(Data extracted from a collection)

PR #9186, opened 2023-08-03
prov/shm: improve DSA library linking

aingerson:
Currently, if DSA libraries are found on the build node, the libfabric build will always get linked to the accfg-config library. If the compute nodes do not have this library, runs will fail even if DSA is not being used.

This changes the DSA config checks to only check the headers and then adds DL loading/functions to the DSA code to use the library dynamically so that it can be used on a cluster with different configurations.

Also fixes a compiler warning to remove an unused variable in the DSA code

### DIFF
--- a/prov/shm/src/smr_dsa.c
+++ b/prov/shm/src/smr_dsa.c
@@ -536,14 +536,12 @@ dsa_process_partially_completed_desc(struct smr_dsa_context *dsa_context,
 static void dsa_update_tx_entry(struct smr_region *smr,
 				struct dsa_cmd_context *dsa_cmd_context)
 {
-	struct smr_region *peer_smr;
 	struct smr_resp *resp;
 	struct smr_cmd *cmd;
 	struct smr_tx_entry *tx_entry = dsa_cmd_context->entry_ptr;
 
 	tx_entry->bytes_done += dsa_cmd_context->bytes_in_progress;
 	cmd = &tx_entry->cmd;
-	peer_smr = smr_peer_region(smr, tx_entry->peer_id);
 	resp = smr_get_ptr(smr, cmd->msg.hdr.src_data);
 
 	assert(resp->status == SMR_STATUS_BUSY);
--- a/prov/shm/src/smr_dsa.c
+++ b/prov/shm/src/smr_dsa.c
@@ -38,6 +38,7 @@
 
 #if SHM_HAVE_DSA
 
+#include <dlfcn.h>
 #include <fcntl.h>
 #include <stdio.h>
 #include <stdlib.h>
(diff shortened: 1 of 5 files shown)


prov/shm/src/smr_dsa.c
```diff
@@ -97,6 +98,42 @@ struct smr_dsa_context {
 	unsigned long page_fault_stats[2];
 };
 
+bool dsa_init = false;
```
shefty, line 101: static?

prov/shm/src/smr_dsa.c
```diff
@@ -642,6 +679,154 @@ static bool dsa_check_cmd_status(struct smr_dsa_context *dsa_context,
 }
 
 /* SMR functions */
+
+void smr_dsa_init(void)
+{
+	if (dsa_init)
```
shefty, line 685: How does this get called more than once?

aingerson: It shouldn't but I added it just in case/if the code were to be removed from shm and used more generally like the HMEM stuff but I can remove it. It isn't necessary

prov/shm/src/smr_dsa.c
```diff
@@ -644,6 +677,150 @@ static bool dsa_check_cmd_status(struct smr_dsa_context *dsa_context,
...
+
+	dsa_ops.accfg_device_get_next = dlsym(libdsa_handle,
+					      "accfg_device_get_next");
+	if (!dsa_ops.accfg_device_get_next) {
+		FI_WARN(&core_prov, FI_LOG_CORE,
+			"Failed to find accfg_device_get_next\n");
+		goto err_dlclose;
+	}
+
+	return;
```
shefty, line 818: close libdsa_handle somewhere?

aingerson: ah yes probably good

shefty:
bot:aws:retest

prov/shm/src/smr_dsa.c
```diff
@@ -97,6 +98,40 @@ struct smr_dsa_context {
...
+#define device_foreach(ctx, device) \
+	for (device = dsa_ops.accfg_device_get_first(ctx); \
+	     device != NULL; \
+	     device = dsa_ops.accfg_device_get_next(device))
+
+
+#define wq_foreach(device, wq) \
+	for (wq = dsa_ops.accfg_wq_get_first(device); \
+	     wq != NULL; \
+	     wq = dsa_ops.accfg_wq_get_next(wq))
```
shefty, line 131: Consider adding 'dsa' somewhere in the above macro names to avoid confusion and namespace collision. E.g. dsa_foreach_device / dsa_foreach_wq

shefty (commented):
minor request for a name change

prov/shm/src/smr_dsa.c
aingerson: good call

Exercise objective - Take the lines above from the first through the one containing "Currently, if DSA" and reproduce them exactly; include nothing else.

Response to the task -
PR #9186, opened 2023-08-03
prov/shm: improve DSA library linking

aingerson:
Currently, if DSA libraries are found on the build node, the libfabric build will always get linked to the accfg-config library. If the compute nodes do not have this library, runs will fail even if DSA is not being used.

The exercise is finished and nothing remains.